I went to Florida for my grandmother’s funeral.
I went to my cousin’s baby’s first birthday party.
I smoothed things out between A and his family.
I took on extra assignments at work and my director talked to me about next steps (time to move on).
I celebrated my sister in-law’s birthday.
I am flying my sister up to visit me for a week this summer.
I still haven’t called the insurance company.
Things I am supposed to do: take a career development class, begin a job search for a position in the field I’ve worked myself into, save money, get the grocery budget under control, invest, play the game, become classier and classier, take night classes to get a master’s degree, make more money, arrange tasteful visits to far-flung family, send my mom a Mother’s Day gift, get married, join the Catholic church, take a small beach vacation, make friends, call the insurance company.

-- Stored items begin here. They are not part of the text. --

PR #1689, opened 2026-08-24
Return External ID On Venmo Vault Flows

buzzamus:
### Summary of changes
- This PR returns the External ID that is normally returned on normal Venmo flows on flows where a Client token + vault flow are used to trigger the flow. Confirmed with Venmo team that common ID is external ID in the response we get 

### AI Usage

**Which AI Agent Was Used?**
- [x] Copilot 
- [ ] Claude 
- [ ] Other (Type Name Here)

**How was AI used?**
Used to take iOS fix and apply it to Android

- [ ] less than 30% 
- [ ] 30 - 60% 
- [x] 60 - 100% 

### Checklist
- [x] Added a changelog entry

- @buzzamus


jaxdesmarais (approved):

mzlangreder (approved):

agedd (approved):
🚀

PR #1691, opened 2026-08-26
feat: add compose card fields README entry

saralvasquez:
### Summary of changes
- Adds a new entry to the README under the Card Fields header to describe how to integrate with the compose card fields

### AI Usage

**Which AI Agent Was Used?**
- [ ] Copilot 
- [ ] Claude 
- [ ] Other (Type Name Here)

**How was AI used?**
It wasn't

- [ ] less than 30% 
- [ ] 30 - 60% 
- [ ] 60 - 100% 

### Checklist
- [ ] Added a changelog entry

### Authors
- @saralvasquez

### DIFF
--- a/UIComponents/src/main/java/com/braintreepayments/api/uicomponents/compose/CardFields.kt
+++ b/UIComponents/src/main/java/com/braintreepayments/api/uicomponents/compose/CardFields.kt
@@ -5,7 +5,6 @@ import androidx.compose.foundation.interaction.MutableInteractionSource
 import androidx.compose.foundation.layout.Arrangement
 import androidx.compose.foundation.layout.Column
 import androidx.compose.foundation.layout.Row
-import androidx.compose.foundation.layout.fillMaxSize
 import androidx.compose.foundation.layout.fillMaxWidth
 import androidx.compose.foundation.layout.padding
 import androidx.compose.runtime.Composable
@@ -51,7 +50,7 @@ fun CardFields(controller: CardFieldsController, modifier: Modifier = Modifier) 
 
     Column(
         modifier = modifier
-            .fillMaxSize()
+            .fillMaxWidth()
             .clickable(
                 indication = null,
                 interactionSource = remember { MutableInteractionSource() }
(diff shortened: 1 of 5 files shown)


noguier (approved):
This looks great, thank you!

saralvasquez:
Converted this to draft since the controller might change

saralvasquez:
Alrighty! I went ahead and added some missing kdoc comments. Matt mentioned that we were inconsistent with naming `@params` in these comments. I agree but ultimately opted to only add them when the comment was for a publicly facing class because those are the only classes that will have docs generated. The internal classes for this feature have a whole ton of params and it made the comment a lot harder to read. I figured since internal devs were likely to be the only ones reading the comment in these files it was reasonable that they could see what each param was for

UIComponents/src/main/java/com/braintreepayments/api/uicomponents/compose/CardFields.kt
```diff
@@ -27,6 +27,12 @@ import com.braintreepayments.api.uicomponents.cardfields.CardField
 import com.braintreepayments.api.uicomponents.cardfields.ExpirationDateFormatter
 import com.braintreepayments.api.uicomponents.cardfields.ValidationResult
 
+/**
+ * Renders the card number, expiration, and CVV fields for card tokenization. Pair with a
+ * [CardFieldsController] created via [rememberCardFieldsController].
```
jaxdesmarais, line 32: Super basic q but what's a `rememberCardFieldsController`?

jaxdesmarais: Oh, nvm, just needed to keep scrolling. 😄 Seems like a Compose pattern used for process death?

jaxdesmarais (approved):

UIComponents/src/main/java/com/braintreepayments/api/uicomponents/compose/CardFields.kt
saralvasquez: Yup! Remember just keeps it across process death and re-composition of the composable elements

saralvasquez:
The failures here are a known problem with local payments that is being looked at by the alt pay team and are unrelated to the changes on this branch. The changes are also comments and readme changes only

PR #1692, opened 2026-08-31
Compose CardFields Instrumentations Tests

noguier:
### Summary of changes
- Created tests for each individual input field: cc number, expiration date, cvv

Things I am doing: being passively abrasive and making people feel awkward at work since I took on assignments far outside of my job description, avoiding signing up for a class, thinking about moving to Seattle, thinking about moving to Spain, thinking about the best way to move to another country, lots of thinking and not-thinking, saving a little but not a lot, being indecisive about what matters the most, feeling overwhelmed at the rapid passage of time, wanting to decorate, to create art, to make something physical and beautiful, and never finding the time or the energy, watching a little one grow, making love, being friends, not calling the insurance company.